Angela Merkel, the mother of all failures

By December 20, 2017February 18th, 2021No Comments


Next week on Christmas Eve it will be exactly three months since the Germans went to the polls to elect a new government. Most people assumed they were merely re-electing the same government, under Chancellor Angela Merkel.

The reality was that Angela Merkel took a hammering, as we reported at the time. Her own party, the CDU, managed just 26.8% of the votes, the other coalition partner (the socialist SPD) barely got over 20%, and the anti-immigration AfD soared to nearly 13%, equating to 94 seats and entered the Bundestag for the first time.

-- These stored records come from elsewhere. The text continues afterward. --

PR #591, opened 2026-06-17
AJDA-2852: fix: don't report modify_streamlit_data_app failure after a committed write

sykora-ji:
[link to issue](https://linear.app/keboola/issue/AJDA-2852/fix-mcp-for-streamlit-and-cc)

## Description

Fixes point 2 of AJDA-2852 (from a customer support request): `modify_streamlit_data_app` could silently apply changes while still reporting an error. The tool performed the API write (`configuration_update` on the update path, `create_data_app` on the create path) and then built its response (re-fetch, metadata, folder, links, model validation). Any failure in a post-write step was wrapped by the `@tool_errors` decorator into a `ToolError`, so the tool reported **failure** even though the write had already committed. Agents then retried and re-applied the change — observed as a config version jumping v27 → v29 and deploying broken code (wrong packages), with no way to tell from the error whether the write had landed.

Changes in `src/keboola_mcp_server/tools/data_apps.py`:

- **Hard split between the committing write and response building.** In both branches the write (`configuration_update` / `create_data_app`) is now the only step allowed to fail the whole tool — if it raises, nothing was committed and the `ToolError` is truthful. Everything after it is wrapped in a best-effort `try/except`.
- **Truthful partial-success on post-write failure.** New helpers `_partial_update_output` / `_partial_create_output` return a `ModifiedDataAppOutput` whose `change_summary` states the change WAS applied (with the new version) and that the agent must **NOT** retry, pointing it to `deploy_data_app`. This breaks the retry/double-write loop.
- **Version known without the re-fetch.** The new config version is read directly from the `configuration_update` response (`update_resp.get('version')`), so it is reported even when the re-fetch fails. The partial-update response mirrors the success-path "redeploy required" wording based on the pre-update app state.
- **Metadata stamp reordered.** On the update path, `set_cfg_update_metadata` now runs *before* `_fetch_data_app` (previously after). This is intentional — the metadata version now comes from the write response rather than the re-fetch — and harmless, but flagged here for reviewers as the ordering changed.
- **Helpers never raise.** Both fall back to a `DataAppSummary` built from primitives (`SafeState`/`SafeType` accept any string), so a committed write can never surface as a `ToolError` even if `DataAppSummary` construction fails.

Review hardening (follow-up commit):

- The new-version read is now defensive (`isinstance(update_resp, dict)`), so a non-dict response can't raise after the committing write and reintroduce the bug.
- `set_cfg_update_metadata` is skipped when the update response carries no numeric version, instead of stamping the stale pre-update version (which would record a misleading `UPDATED_BY_MCP` version). Covered by a new regression test.
- The raw exception is no longer interpolated into the agent-facing `change_summary` (it is already logged at the call site), keeping the message stable and free of internal detail.

Tests (`tests/tools/test_data_apps.py`):

- `test_modify_streamlit_data_app_partial_success_when_response_building_fails` — parametrized over update/create and over which post-write step fails; asserts no `ToolError`, success response with state-correct wording, the new version surfaced, "do not retry" guidance, and that the committing write ran exactly once.
- `test_partial_output_helpers_never_raise_when_summary_construction_fails` — forces the primary `DataAppSummary` construction to raise and asserts the helpers still return a sane fallback.
- `test_modify_streamlit_data_app_update_skips_metadata_when_version_missing` — asserts `set_cfg_update_metadata` is skipped when the update response carries no numeric version.

Patch version bump `1.72.1` → `1.72.2`.

## Release Notes

- **Justification**
    - A committed data-app change must never be reported as a failure. The old behavior made agents believe the write had failed, so they retried and applied the change twice — bumping the config version and deploying broken code with no signal that anything had landed.
    - For a non-developer: when the assistant updates or creates a Streamlit data app, it now always tells you truthfully whether the change was saved — even if it couldn't load all the follow-up details — instead of showing a confusing error that hides the fact the change already happened.
- **Plans for Customer Communication**
    - No customer communication needed. This is a reliability fix to an MCP tool's error reporting; no API surface, parameters, or success behavior change.
- **Impact Analysis**
    - Scope is limited to `modify_streamlit_data_app`. The success path is unchanged. The only behavioral change is on post-write failure: the tool now returns a partial-success result instead of raising. No effect on other tools; not single-tenant-specific.
    - Not behind a feature flag.
- **Deployment Plan**
    - Continuous deployment with the regular MCP server release; no stack-by-stack rollout required.
- **Rollback Plan**
    - Fully reversible by reverting this commit and redeploying. Not a one-way-door change.
- **Post-Release Support Plan**
    - No special monitoring required. If desired, the `change_summary` "partial success" wording can be watched in tool events to confirm the degraded path behaves as expected. Support team notification not needed.

### DIFF
--- a/pyproject.toml
+++ b/pyproject.toml
@@ -4,7 +4,7 @@ build-backend = "hatchling.build"
 
 [project]
 name = "keboola-mcp-server"
-version = "1.72.1"
+version = "1.72.2"
 description = "MCP server for interacting with Keboola Connection"
 readme = "README.md"
 requires-python = ">=3.10"
--- a/src/keboola_mcp_server/tools/data_apps.py
+++ b/src/keboola_mcp_server/tools/data_apps.py
@@ -551,8 +551,14 @@ async def modify_streamlit_data_app(
     )
 
     if configuration_id:
-        # Update existing data app
-        data_app, updated_config, _ = await modify_streamlit_data_app_internal(
+        # Update existing data app.
+        #
+        # `configuration_update` below is the ONLY step allowed to fail the whole tool: if it raises, nothing
+        # was committed and a ToolError truthfully reports the failure. Everything after it merely enriches the
+        # response (re-fetch, metadata, folder, links) and must NEVER turn a committed write into a reported
+        # failure -- otherwise the agent, seeing an error, retries and re-applies the change, producing the
+        # v27->v29 double-write that deployed broken code (AJDA-2852). Hence the best-effort block below.
+        data_app_pre, updated_config, _ = await modify_streamlit_data_app_internal(
             client=client,
             workspace_manager=workspace_manager,
             name=name,
@@ -563,43 +569,64 @@ async def modify_streamlit_data_app(
             configuration_id=configuration_id,
             change_description=change_description,
         )
-        await client.storage_client.configuration_update(
+        update_resp = await client.storage_client.configuration_update(
             component_id=DATA_APP_COMPONENT_ID,
             configuration_id=configuration_id,
             configuration=updated_config,
             change_description=change_description or 'Change Data App',
-            updated_name=name or data_app.name,
-            updated_description=description or data_app.description,
+            updated_name=name or data_app_pre.name,
+            updated_description=description or data_app_pre.description,
         )
-        data_app = await _fetch_data_app(client, configuration_id=configuration_id, data_app_id=None)
-        await set_cfg_update_metadata(
-            client=client,
-            component_id=DATA_APP_COMPONENT_ID,
-            configuration_id=configuration_id,
-            configuration_version=int(data_app.config_version),
-        )
-        folder_hint = await apply_folder_metadata(
-            client, DATA_APP_COMPONENT_ID, configuration_id, folder, 'data apps', 'modify_streamlit_data_app'
-        )
-        links = links_manager.get_data_app_links(
-            configuration_id=data_app.configuration_id,
-            configuration_name=name,
-            deployment_link=data_app.deployment_url,
-            uses_basic_authentication=_uses_basic_authentication(data_app.configuration.get('authorization') or {}),
-        )
-        response = (
-            'updated (redeploy required to apply changes in the running app)'
-            if data_app.state in ('running', 'starting')
-            else 'updated'
-        )
-        return ModifiedDataAppOutput(
-            response=response,
-            change_summary=folder_hint,
-            data_app=DataAppSummary.model_validate(data_app.model_dump()),
-            links=links,
-        )
+        # --- write committed past this point; response building is strictly best-effort ---
+        # The new version comes straight from the PUT response, so it is known even if the re-fetch below fails.
+        new_version = str(update_resp.get('version') or '')
+        try:
+            await set_cfg_update_metadata(
+                client=client,
+                component_id=DATA_APP_COMPONENT_ID,
+                configuration_id=configuration_id,
+                configuration_version=int(new_version) if new_version.isdigit() else int(data_app_pre.config_version),
+            )
+            folder_hint = await apply_folder_metadata(
+                client, DATA_APP_COMPONENT_ID, configuration_id, folder, 'data apps', 'modify_streamlit_data_app'
+            )
+            data_app = await _fetch_data_app(client, configuration_id=configuration_id, data_app_id=None)
+            links = links_manager.get_data_app_links(
+                configuration_id=data_app.configuration_id,
+                configuration_name=name,
+                deployment_link=data_app.deployment_url,
+                uses_basic_authentication=_uses_basic_authentication(data_app.configuration.get('authorization') or {}),
+            )
+            response = (
+                'updated (redeploy required to apply changes in the running app)'
+                if data_app.state in ('running', 'starting')
+                else 'updated'
+            )
+            return ModifiedDataAppOutput(
+                response=response,
+                change_summary=folder_hint,
+                data_app=DataAppSummary.model_validate(data_app.model_dump()),
+                links=links,
+            )
+        except Exception as exc:
+            LOG.exception(
+                'Data app configuration %s was updated (version %s) but building the response failed; '
+                'returning a partial success so the change is not retried.',
+                configuration_id,
+                new_version or '?',
+            )
+            return _partial_update_output(
+                data_app_pre=data_app_pre,
+                links_manager=links_manager,
+                configuration_id=configuration_id,
+                name=name,
+                new_version=new_version,
+                error=exc,
+            )
     else:
-        # Create new data app
+        # Create new data app. As with the update path, `create_data_app` is the committing write; the
+        # metadata/folder/links steps after it are best-effort and must not fail the tool once the app exists,
+        # so a failed retry cannot create a duplicate app (AJDA-2852).
         config = _build_data_app_config(name, source_code, packages, authentication_type, secrets, sql_dialect)
         config = await client.encryption_client.encrypt(
             config, component_id=DATA_APP_COMPONENT_ID, project_id=project_id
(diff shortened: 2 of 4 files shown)


src/keboola_mcp_server/tools/data_apps.py
```diff
@@ -502,43 +508,64 @@ async def modify_streamlit_data_app(
...
-            response=response,
-            change_summary=folder_hint,
-            data_app=DataAppSummary.model_validate(data_app.model_dump()),
-            links=links,
+            updated_name=name or data_app_pre.name,
+            updated_description=description or data_app_pre.description,
         )
+        # --- write committed past this point; response building is strictly best-effort ---
+        # The new version comes straight from the PUT response, so it is known even if the re-fetch below fails.
+        new_version = str(update_resp.get('version') or '')
```
MiroCillik: This line sits *past* the "write committed past this point" marker but *outside* the best-effort `try`. If `update_resp` were ever not a dict, `.get` would raise after the write has already committed — reintroducing exactly the bug this PR fixes (committed write reported as a `ToolError`).

In practice `configuration_update` is typed `-> JsonDict`, so this is safe today. But conceptually everything after the committing write should be inside the best-effort block. Suggest moving this into the `try` and falling back to `data_app_pre.config_version` on the rare parse failure.

src/keboola_mcp_server/tools/data_apps.py
```diff
@@ -502,43 +508,64 @@ async def modify_streamlit_data_app(
...
+        try:
+            await set_cfg_update_metadata(
```
MiroCillik: Ordering change worth flagging: `set_cfg_update_metadata` now runs *before* `_fetch_data_app` (previously after). It's harmless — arguably more correct, since the metadata version now comes from the write response rather than the re-fetch — but it's an unflagged behavioral reorder. A one-line mention in the PR description would help future readers.

src/keboola_mcp_server/tools/data_apps.py
```diff
@@ -639,6 +682,115 @@ async def modify_streamlit_data_app_internal(
...
+) -> ModifiedDataAppOutput:
+    """Build a truthful partial-success response after a committed Streamlit update whose response building failed.
+
+    The configuration write already landed, so this MUST NOT raise -- it is built entirely from the pre-update
+    data app (fetched before the write) plus the new version from the update response. The ``change_summary``
+    tells the agent the change IS applied and must not be retried, preventing the duplicate-write loop.
+    """
+    try:
+        summary = DataAppSummary.model_validate(data_app_pre.model_dump())
+        summary.config_version = new_version or summary.config_version
```
MiroCillik, line 768: Expected, just noting for consumers: on the partial path the `DataAppSummary` is the *pre-update* app with only `config_version` patched to the new version — so other fields (`configuration`, folder, `state`) reflect pre-write state. This is the right trade-off (the re-fetch is exactly what failed) and `change_summary` is honest about it. No change needed; callers should just rely on `config_version`/`change_summary` rather than the other summary fields on this path.

MiroCillik (commented):
Inline review notes from a manual review of the fix. The core approach (hard split between the committing write and best-effort enrichment, returning a truthful partial-success) is sound and well-documented; these are minor hardening/cleanup points, none blocking.

Also a non-inline nit: the PR description says the bump is `1.69.5` → `1.69.6`, but the diff bumps `1.70.0` → `1.70.1` (correct against `origin/main`). Likely a post-rebase artifact — worth updating the body so it isn't misleading.

MiroCillik (approved):
Just minor issues in the comments. Approving.

src/keboola_mcp_server/tools/data_apps.py
sykora-ji: Good catch — fixed in 8f6e778e. `new_version` is now read defensively (`str(update_resp.get('version') or '') if isinstance(update_resp, dict) else ''`), so a non-dict response can't raise after the committing write and reintroduce the bug. It stays just outside the `try` because the `except` handler needs it for the partial response, but it can no longer throw.

src/keboola_mcp_server/tools/data_apps.py
sykora-ji: Agreed — this reorder is intentional (the metadata version now comes from the write response rather than the re-fetch). Flagged it explicitly in the PR description so future readers see the ordering changed.

src/keboola_mcp_server/tools/data_apps.py
sykora-ji: Correct, that's the intended trade-off — the re-fetch is exactly what failed, so on the partial path only `config_version` is patched and `change_summary` is explicit about it. No change.

src/keboola_mcp_server/tools/data_apps.py
```diff
@@ -502,43 +508,64 @@ async def modify_streamlit_data_app(
...
+        # --- write committed past this point; response building is strictly best-effort ---
+        # The new version comes straight from the PUT response, so it is known even if the re-fetch below fails.
+        new_version = str(update_resp.get('version') or '')
+        try:
+            await set_cfg_update_metadata(
+                client=client,
+                component_id=DATA_APP_COMPONENT_ID,
+                configuration_id=configuration_id,
+                configuration_version=int(new_version) if new_version.isdigit() else int(data_app_pre.config_version),
+            )
```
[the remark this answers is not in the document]
sykora-ji: Fixed in 8f6e778e. `set_cfg_update_metadata` is now skipped entirely when the update response carries no numeric version, instead of falling back to the (stale) pre-update version — so we never stamp a misleading UPDATED_BY_MCP version. Added a regression test (`test_modify_streamlit_data_app_update_skips_metadata_when_version_missing`).

src/keboola_mcp_server/tools/data_apps.py
```diff
@@ -639,6 +682,115 @@ async def modify_streamlit_data_app_internal(
...
+        if data_app_pre.state in ('running', 'starting')
+        else 'updated'
+    )
+    return ModifiedDataAppOutput(
+        response=response,
+        change_summary=(
+            f'The configuration WAS updated (version {new_version or "unknown"}), but loading the full app '
+            f'details failed, so this response is partial: {error}. Do NOT retry the update -- the change is '
+            f'already applied. Call deploy_data_app to apply it to the running app.'
+        ),
```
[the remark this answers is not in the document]
sykora-ji: Fixed in 8f6e778e — the raw exception is no longer interpolated into `change_summary`. It's already logged via `LOG.exception` at the call site, so the agent-facing message is now stable and free of internal detail.

src/keboola_mcp_server/tools/data_apps.py
```diff
@@ -639,6 +682,115 @@ async def modify_streamlit_data_app_internal(
...
+        )
+    except Exception:
+        links = []
+    return ModifiedDataAppOutput(
+        response='created',
+        change_summary=(
+            f'The data app WAS created (configuration {data_app_resp.config_id}), but building the full response '
+            f'failed, so this response is partial: {error}. Do NOT retry creation -- it would create a duplicate. '
+            f'Call deploy_data_app to start the app.'
+        ),
```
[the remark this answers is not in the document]
sykora-ji: Same fix as the update helper — dropped the raw exception from `change_summary` in 8f6e778e (kept the stable 'WAS created … do NOT retry' guidance; the exception is logged at the call site).

pyproject.toml
```diff
@@ -4,7 +4,7 @@ build-backend = "hatchling.build"
 
 [project]
 name = "keboola-mcp-server"
-version = "1.70.0"
+version = "1.70.1"
```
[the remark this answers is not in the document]
sykora-ji: Thanks — the actual bump is `1.70.0` → `1.70.1` (correct against `origin/main`); the `1.69.x` in the description was a stale post-rebase artifact. Updated the PR description to match.

sykora-ji:
@keboola-pr-reviewer-bot review

sykora-ji:
@keboola-pr-reviewer-bot review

As we write, the largest country in the EU continues to have a caretaker government after almost three months of wrangling between the parties. The British liberal elite media might love to belittle Theresa May but she has a much bigger mandate than Angela has in Germany.


One of the issues which has caused the delay in Germany is the question of immigration. There are still many German politicians that ‘just don’t get it’. Frau Merkel might now have realised that her decisions over immigration were reckless and catastrophic to Germany and to the rest of Europe, but many politicians in Germany still live in cloud cuckoo land.

In the UK far too many politicians inhabit the Westminster bubble, go to the same events and dinner parties, and get interviewed by the same journalists who live in the same world. These politicians have forgotten who elected them and it’s certainly true that some look down on their own constituents.

In Germany and in many other EU member states, the same disease has been spreading. In Germany the effect on the electorate is greater because the migration crisis out in the cities, towns and countryside outside of Berlin is greater. Other EU countries have also seen huge effects.

Austria – with its new eurosceptic and anti-islamic coalition government – had the 4th highest influx of migrants by head of population in 2015. Sweden – also seeing a massive upsurge in support for populist parties – had the 5th highest influx.


Despite the claims of the EU, endlessly repeated by the pro-EU BBC and other broadcast media, there are serious problems across the EU and the ‘unity’ which is constantly lauded is something of a fiction.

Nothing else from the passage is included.